Statt Kurbel für Boostrahmen eine für "althergebracht". Da paßt dann gerade so eine mit 40 KB.


----------



## JSRacing (9. August 2019)

Ich muss nochmal kurz nachhaken, also die Rahmen sind immer gleich entweder 27,5+ oder eben 29 Zoll Räder reinstecken! oder gibt es auch 27,5 zoll Rahmen?

Grüße Julian


----------



## Seebl (9. August 2019)

So nebenbei: Trail-Hardtails, die kein bekannter YouTuber nutzt, funktionieren auch ganz vorzüglich. Aber es wird schon einen Grund haben, warum Conway sponsort...


----------



## Radde (8. September 2019)

Bisschen spät gesehen den Thread..



JSRacing schrieb:


> ...oder gibt es auch 27,5 zoll Rahmen?



Nope, von Werk aus gab es die nur 27,5+ und 29, habe allerdings normale 27,5er reingehauen mit der Folge, dass es tiefer liegt ...bergauf pedalieren macht manchmal komische Geräusche aber fährt sich abwärts etwas besser.



Seebl schrieb:


> Trail-Hardtails, die kein bekannter YouTuber nutzt, funktionieren auch ganz vorzüglich.

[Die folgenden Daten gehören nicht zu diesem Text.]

PR #37461, opened 2025-05-14
Conveyor Fixes

Pronana:
## About the PR
Added some extra logic to conveyors and movers to fix a few minor issues. Still not perfect.

Also doubled the friction conveyors apply because it felt too slippery as a mover, should also help prevent items from getting thrown off.

Fixes #37117
Fixes #37118

## Why / Balance
The doubling of Conveyor Friction was because it felt too slippery when walking on it with 5 friction, plus items would often get bumped and slide off.
Also fixes some bugs.

## Technical details

- Added an event that is raised after tileDef is acquired to override tileDef Friction and Acceleration values

- Conveyors now override tileDef friction values for movers. 

- The tileDef override compensates for differences in baseFriction to try and ensure you have the same friction as items moving on a conveyor.

- Added angularFriction to conveyors so items no longer spin. 

- Conveyors now check if the object they're trying to convey is on the ground before trying to convey it. 

- Doesn't fix big objects getting stuck on conveyors or ice crust/ glue issues.

## Requirements

- [X] I have read and am following the [Pull Request and Changelog Guidelines](https://docs.spacestation14.com/en/general-development/codebase-info/pull-request-guidelines.html).
- [X] I have added media to this PR or it does not require an ingame showcase.

## Breaking changes

**Changelog**

:cl: 
- tweak: Conveyors have more friction
- fix: Items no longer spin on conveyors

PR #37473, opened 2025-05-15
Conveyor Fixes -Alt-

### LINKED ISSUE #37117: Mobs get conveyed at a different speed than items
## Description
Likely caused by https://github.com/space-wizards/space-station-14/pull/36847
I assume because mobs calculate friction differently somehow
@Pronana 

**Reproduction**
- Make a conveyor loop
- stand on it
- put an item on it
- compare

**Screenshots**

Image

### LINKED ISSUE #37118: Items keep rotating when thrown on a conveyor

### LINKED ISSUE #37462: Ice Crust and Glue affect conveyed mobs
## Description
Ice Crusts and Glue below conveyors will slow and slide mobs causing them to have wildly different friction compared to items.

This also results in mobs being unable to resist conveyors due to their speed and acceleration being changed to be well below the conveyor's acceleration

**Reproduction**
- Make a conveyor
- Put glue or ice crust underneath (the entity not the tile)
- Turn the conveyor on
- Try to walk in the opposite direction of the conveyor

**Screenshots**

**Additional context**
Ideally conveyors would have better ways to bulldoze values and account for modifiers or we could just add bool AffectsConveyed = false to friction and movementcontacts

Pronana:
## About the PR
The slightly more performative solution to conveyors and ice crust issues.

Requires/Replaces: #37468
Mutually Exclusive with: #37461 (Merge only one or neither)

Fixes #37117
Fixes #37118
Partially Fixes #37462 glue still remains an issue

## Why / Balance
The doubling of Conveyor Friction was because it felt too slippery when walking on it with 5 friction, plus items would often get bumped and slide off.

Also fixes issues.

This is the less performative but more accurate to how conveyors are supposed to work version. Raises an extra event every tick for every mover for the cost of working better with conveyors.

## Technical details

- Added an event that is raised after tileDef is acquired to override tileDef Friction and Acceleration values

- Added an event that is raised at the end of HandleMoveMovement to override all friction modifiers in case of emergency (AKA for Conveyors because they're special)

- Added the TileFrictionBulldozerComponent for Ice crust and any other anchored (hypothetical) tileEntity which allows it to bulldoze the properties of the tile beneath

- Added a linked TileFrictionOverwrittenComponent that overrides tileDef values if an entity has it, which is given and modified by the TileFrictionBulldozerSystem

- Increased the fixture size of ice crust to be a full tile

- Conveyors now override tileDef friction values for movers. 

- The tileDef override compensates for differences in baseFriction to try and ensure you have the same friction as items moving on a conveyor.

- Added angularFriction to conveyors so items no longer spin. 

- Conveyors now check if the object they're trying to convey is on the ground before trying to convey it. 

- Conveyed entities now check if they're actually being conveyed before modifying their friction or acceleration

- Doesn't fix big objects getting stuck on conveyors or glue issue.

## Requirements

## Breaking changes

**Changelog**

:cl: 
- tweak: Conveyors have more friction
- fix: Items no longer spin on conveyors


Content.Shared/Friction/TileFrictionBulldozerComponent.cs
```diff
@@ -0,0 +1,17 @@
+﻿namespace Content.Shared.Friction;
+
+/// <summary>
+/// This is used to let an entity bulldoze tileFriction for colliding entities with a specified value
+/// </summary>
+[RegisterComponent]
+public sealed partial class TileFrictionBulldozerComponent : Component
```
beck-thompson, line 7: This probably needs another name, I don't quite get what it means at a glance :laughing:

Content.Shared/Friction/TileFrictionBulldozerComponent.cs
```diff
@@ -0,0 +1,17 @@
...
+{
+    [DataField]
+    public float? Friction;
```
beck-thompson, line 10: These need comments

Content.Shared/Friction/TileFrictionBulldozerSystem.cs
```diff
@@ -0,0 +1,108 @@
...
+        var uid = args.OtherEntity;
+
+        if (!TryComp<PhysicsComponent>(uid, out var physics) || !TryComp<TileFrictionOverwrittenComponent>(uid, out var tile))
+            return;
+
+        if (!CalculateTileFriction((uid, tile), physics))
+            RemComp<TileFrictionOverwrittenComponent>(uid);
+    }
+
+    private bool CalculateTileFriction(Entity<TileFrictionOverwrittenComponent> entity, PhysicsComponent? physics = null, EntityUid? ignore = null)
```
beck-thompson, line 59: This needs a comment - what is it trying to do?

Content.Shared/Friction/TileFrictionOverwrittenComponent.cs
```diff
@@ -0,0 +1,17 @@
+﻿namespace Content.Shared.Friction;
+
+/// <summary>
+/// An entity with this component will have their tileFriction overwritten with these value
+/// </summary>
+[RegisterComponent]
+public sealed partial class TileFrictionOverwrittenComponent : Component
+{
+    [DataField]
+    public float? Friction;
```
beck-thompson, line 10: Comments

Content.Shared/Physics/Controllers/SharedConveyorController.cs
```diff
@@ -58,10 +60,29 @@ public override void Initialize()
...
+        if(!TryComp<FixturesComponent>(ent, out var fixture) || !IsOnConveyor((ent, fixture)))
+            return;
+
+        args.MobAcceleration = 1f;
+        args.Handled = true;
+    }
+
+    private void OnFrictionBulldozeEvent(Entity<ConveyedComponent> ent, ref FrictionBulldozeEvent args)
+    {
+        args.Friction = 10f;
```
beck-thompson, line 83: magic value?

Content.Shared/Physics/Controllers/SharedConveyorController.cs
```diff
@@ -155,7 +181,8 @@ public override void UpdateBeforeSolve(bool prediction, float frameTime)
                 // they'll go too slow.
                 if (!_mover.UsedMobMovement.TryGetValue(ent.Entity.Owner, out var usedMob) || !usedMob)
                 {
-                    _mover.Friction(0f, frameTime: frameTime, friction: 5f, ref velocity);
+                    _mover.Friction(0f, frameTime: frameTime, friction: 10f, ref velocity);
+                    _mover.Friction(0f, frameTime: frameTime, friction: 10f, ref angularVelocity);
```
beck-thompson, line 185: Is this the same magic value of 10 as the other one?

beck-thompson (changes requested):

Content.Shared/Friction/TileFrictionBulldozerComponent.cs
Pronana: Any good suggestions? It basically just replaces the friction of the tile (presumably) underneath it.

Content.Shared/Physics/Controllers/SharedConveyorController.cs
Pronana: Basically, we should probably have the Conveyed job return a friction value but that would be out of scope for this PR.

beck-thompson: Is it the same magic number as the other one?

Pronana: Yep

beck-thompson: If you truly can't somehow factor it out, then at least make it a constant in the system. That is sus but better than leaving the separate :laughing:

Content.Shared/Friction/TileFrictionBulldozerComponent.cs
beck-thompson: Make title friction override? When first looked at the PR, I was confused what the difference between this and the tileFrictionOverrideComp does because the names make them sound like they do the same thing

Content.Shared/Physics/Controllers/SharedConveyorController.cs
Pronana: I'll do that for all the current hard-coded values and add a note that they should be moved to the ConveyorComponent when the system inevitably gets another needed rewrite. 

Slam might(?) be working on one right now for their Xeno map, but I'm not sure.

Princess-Cheeseballs:
Closing this and the other fix, raising events and trycomps every tick is bad in the tileFrictionController. Instead tileFrictionController just needs to be rewritten to cache a lot of its modifiers and not raise events every tick.

PR #37478, opened 2025-05-15
Icecream for Vox

MissKay1994:
## About the PR
Minor bug fix for Vox

## Why / Balance
I tagged everything but frozen foods as Vox edible. 

## Technical details
Adds VoxFood tag to frozen food base in frozen.yml

## Requirements

## Breaking changes
None

**Changelog**
:cl:
- fix: Vox now scream for Iceskreem


slarticodefast (changes requested):
I feel like we need to come up with a better solution to digestion than marking every single item with a tag for each species

beck-thompson:
Thanks for the PR! I was actually talking to someone last night about this, just tagging every food that doesn't work isn't a good solution. The issue is twofold:
1.) Its very easy to forget to add the tag on new food.
2.) Tags aren't inherited very well and, because food has a lot of tags, just adding the tag to the parents doesn't work very well.

The correct solution is to make the vox stomach whitelist non exclusive and only additive (e.g they eat all normal food AND also any food with their tags.) Someone is working on this at the moment so there should be a fix up soon!

PR #37483, opened 2025-05-15
rolebans respect IP exemptions

### LINKED ISSUE #37453: IP Exemptions do not work or get corrupted somehow
## Description
IP Exemptions do not make an account exempt from bans.

A ban hit a second player on the same network. Second player asked for and was granted an IP exemption, but reported that it does not work.
The issue was tested and reproduced on a staff member's main and test account. The exemption had no effect.

Some details of the issue are confusing/unclear
When I first tried to repro in dev, the issue did not manifest. This was confirmed multiple times. (This is why it was tested on live). After some unknown step (switching from an old version of stable to up-to-date master, or updating old stable) , the issue manifested. However, the issue does not go away even if I go back to older versions, even as far back as 2024 September. This suggests that the stored data of the ban or the exemption may have gotten corrupted, somehow.  But if the ban exemption is queried, it still shows
Image
I cannot account for how or why the issue could not be reproduced at first. Occam's razor says that the testing was somehow performed incorrectly, but I re-checked everything multiple times so I do not think this was the case

**Reproduction**

Ban Account-1, check IP, uncheck HW
Grant an IP exemption to Account-2
If Account-2 is exempt from ban, please report to confirm that I did not hallucinate it working at first
? ? ? switch branches or something I don't know
Account-2 is no longer exempt from the ban
Any subsequent exemptions are ineffective out of the gate

Errant-4:
## About the PR
Accounts can be given an IP Exemption, protecting them from bans targeting that IP address (so long as the Account or HWID in question is not also specifically targeted). However, currently this only works on server bans. PR extends this functionality to role bans as well

## Why / Balance
Missing functionality. There is no reason why IP Exemptions should bypass server bans but not role bans, the bypass was simply never added for the role ban codepath. It probably wasn't noticed until now because IP exemptions are quite rare to begin with.
Fixes #37453

## Technical details
Just passes the exemption data to the part where ban conditions are checked, and requires there to be no IP exemption to consider an IP ban valid.

## Media
https://github.com/user-attachments/assets/e9864c99-b330-450a-bbf9-647181a3dc69

## Requirements

## Breaking changes
None

**Changelog**
:cl: Errant
ADMIN:
- fix: Role bans now respect IP exemptions.

### DIFF
--- a/Content.Server/Database/ServerDbSqlite.cs
+++ b/Content.Server/Database/ServerDbSqlite.cs
@@ -219,8 +219,10 @@ namespace Content.Server.Database
             // So just pull down the whole list into memory.
             var queryBans = await GetAllRoleBans(db.SqliteDbContext, includeUnbanned);
 
+            var exempt = await GetBanExemptionCore(db, userId) ?? default;
+
             return queryBans
-                .Where(b => RoleBanMatches(b, address, userId, hwId, modernHWIds))
+                .Where(b => RoleBanMatches(b, address, userId, hwId, modernHWIds, exempt))
                 .Select(ConvertRoleBan)
                 .ToList()!;
         }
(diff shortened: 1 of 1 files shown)


IProduceWidgets:
Am I missing something? Would this need us to have placed IP-range rolebans? I can't think of any time we would do that.

also, we would want someone with an IP exemption for a gameban to still be roleban-able, right?
-- although this addresses that via the guid/hwid as long as we did those.

Errant-4:
> Am I missing something? Would this need us to have placed IP-range rolebans? I can't think of any time we would do that.
> 
> also, we would want someone with an IP exemption for a gameban to still be roleban-able, right? -- although this addresses that via the guid/hwid as long as we did those.

From what I understand. Situation:

Player A and Player B are on the same network. (Think the "my brother got banned" story, except it's true)
Player A gets banned. Their account, IP and HWID are banned.
Player B cannot play, because they are on the same IP.
Player B appeals and gets an IP exemption, because they did not do anything wrong. 
Player B can now bypass a server ban. But not a role ban, because role bans do not respectt IP exemptions
If Player B's ACCOUNT also gets rolebanned, their IP exemption will not protect them from it - an IP exemption only allows you to bypass an IP ban on an account that is not itself banned

This PR just makes it so the IP exemption will also work for the role ban

PR #37486, opened 2025-05-15
Fix EOF newline check

Quantum-cross:
## About the PR

Command substitution strips newline characters, so it's not actually comparing the last character against `\n`

## Why / Balance

Fix

## Technical details

I know it looks really dumb adding an x to the output here but it's required because command substitution will strip ALL trailing newlines, but we're exactly interested in trailing newlines!
We can trick it by ensuring that the output of the command substitution does not end in a newline, thus preserving any newlines before the 'x'.
See https://bash-hackers.gabe565.com/syntax/expansion/cmdsubst/

## Why does command substitution strip newlines?

I have a calculator program, `calc`. 

if I type `calc "4+4"` I expect to get 8.

If I type that in a terminal I expect it to look like:

```
clownOS$ calc "4+4"
8
clownOS$ 
```

In order to make it look like that, the `calc` program actually outputs `8\n`, if it only outputs `8` it will look like:

```
clownOS$ calc "4+4"
8clownOS$ 
```

Now say I want to use the result in a command substitution.

If command substitution DIDN'T strip newlines, it would look like this:

```
clownOS$ echo "The answer is $(calc "4+4")!"
The answer is 8
!
clownOS$ 
```

when you would actually expect

```
clownOS$ echo "The answer is $(calc "4+4")!"
The answer is 8!
clownOS$ 
```

So command substitution strips the newline so that you don't need to tell the application what context its running in to decide whether to output a newline.

## Requirements

## Breaking changes

none

### DIFF
--- a/.github/workflows/check-trailing-whitespace.yml
+++ b/.github/workflows/check-trailing-whitespace.yml
@@ -39,8 +39,13 @@ jobs:
 
           # Check for missing EOF newline
           if [ -f "$file" ] && [ -s "$file" ]; then
-            last_char=$(tail -c 1 "$file")
-            if [ "$last_char" != "" ] && [ "$last_char" != $'\n' ]; then
+            # I know it looks really dumb adding an x to the output here but it's required because
+            # command substitution will strip ALL trailing newlines, but we're exactly interested in trailing newlines!
+            # We can trick it by ensuring that the output of the command substitution does not end in a newline, thus
+            # preserving any newlines before the 'x'.
+            # See https://bash-hackers.gabe565.com/syntax/expansion/cmdsubst/
+            last_char=$(tail -c 1 "$file"; echo -n "x")
+            if [ "$last_char" != "x" ] && [ "$last_char" != $'\nx' ]; then
               echo "::error file=$file::Missing newline at end of file"
               has_missing_eof_newline=1
             fi


.github/workflows/check-trailing-whitespace.yml
```diff
@@ -39,8 +39,13 @@ jobs:
...
           if [ -f "$file" ] && [ -s "$file" ]; then
-            last_char=$(tail -c 1 "$file")
-            if [ "$last_char" != "" ] && [ "$last_char" != $'\n' ]; then
+            # I know it looks really dumb adding an x to the output here but it's required because
+            # command substitution will strip ALL trailing newlines, but we're exactly interested in trailing newlines!
+            # We can trick it by ensuring that the output of the command substitution does not end in a newline, thus
+            # preserving any newlines before the 'x'.
+            # See https://bash-hackers.gabe565.com/syntax/expansion/cmdsubst/
+            last_char=$(tail -c 1 "$file"; echo -n "x")
+            if [ "$last_char" != "x" ] && [ "$last_char" != $'\nx' ]; then
```
sowelipililimute, line 48: you can write this test as `[[ -n "$(tail -c 1 <"$file")" ]]` instead of doing this x at the end thing

sowelipililimute (changes requested):

.github/workflows/check-trailing-whitespace.yml
Quantum-cross: I wasn't sure if the shell in the action was running bash or not. I'll give it a try.

deltanedas:
why is this being done in a bash script instead of something like https://github.com/pre-commit/pre-commit-hooks/

slarticodefast:
> why is this being done in a bash script instead of something like https://github.com/pre-commit/pre-commit-hooks/

Would those also apply to web-edits? Because that is where most unintended whitespace changes come from.

.github/workflows/check-trailing-whitespace.yml
Quantum-cross: This specifically relies on the fact that the command substitution will strip the newline... which I agree works but it feels bad and it not very clear what is happening to anyone who looks at it.

I personally would like a solution that explicitly looks at the last character and says "yes this is a newline character"

deltanedas:
you can have an action or the dedicated ci run for all prs and it will fix webedit ops

slarticodefast:
I reverted the whitespace check for now, the script that was checking for which files were changed was causing false positives, confusing contributors.
We will need to come up with another approach for this in the future.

Dazu kann ich leider keine Angaben machen ¯\_(ツ)_/¯


----------



## Archie4Strings (9. September 2019)

Seebl schrieb:


> So nebenbei: Trail-Hardtails, die kein bekannter YouTuber nutzt, funktionieren auch ganz vorzüglich. Aber es wird schon einen Grund haben, warum Conway sponsort...



Jupp, schon klar  Bin auch kein Radde-Fanboy, der alles kauft, was er in die Kamera hält 

Aber sein Kanal gefällt mir trotzdem und das Hardtail scheint recht genau dem zu entsprechen, was ich suche.


----------



## Heiko_Herbsleb (9. September 2019)

Radde schrieb:


> ...bergauf pedalieren macht manchmal komische Geräusche aber fährt sich abwärts etwas besser.
> 
> ...


So'n Knarzen?
Weiches so ein klein wenig wie knarzende Sattelstütze klingt?
Nur eben nerviger ...


Archie4Strings schrieb:


> ... und das Hardtail scheint recht genau dem zu entsprechen, was ich suche.





Heiko_Herbsleb schrieb:


> ...
> Viele sind nicht mehr lieferbar. Einige Ausstattungen schon.
> Rahmen hingegen sind durchaus noch einige lieferbar ...
> Suchst Du ein ganz bestimmtes?
> ....


----------



## Archie4Strings (10. September 2019)

Ich suche ein Hardtail welches weniger Cross-Country/Racing-mäßig gebaut ist und stattdessen deutlich abfahrtsorientierter. z. B. Commencal Meta HT, Nukeproof Scout, Orbea... oder eben auch Conway WME... gibt ja bei den deutschen Marken scheinbar nun auch ein wenig in der Richtung (Radon Cragger?) oder wie das heißt. Und bevor ich mich zu einem Kauf entscheide, möchte ich erst einmal das komplette Angebot kennen. Nicht dass ich 2 Monate später auf einmal ein Produkt sehe, wo ich denke: "Mist, hätte ich dass schon vorher gewusst!"...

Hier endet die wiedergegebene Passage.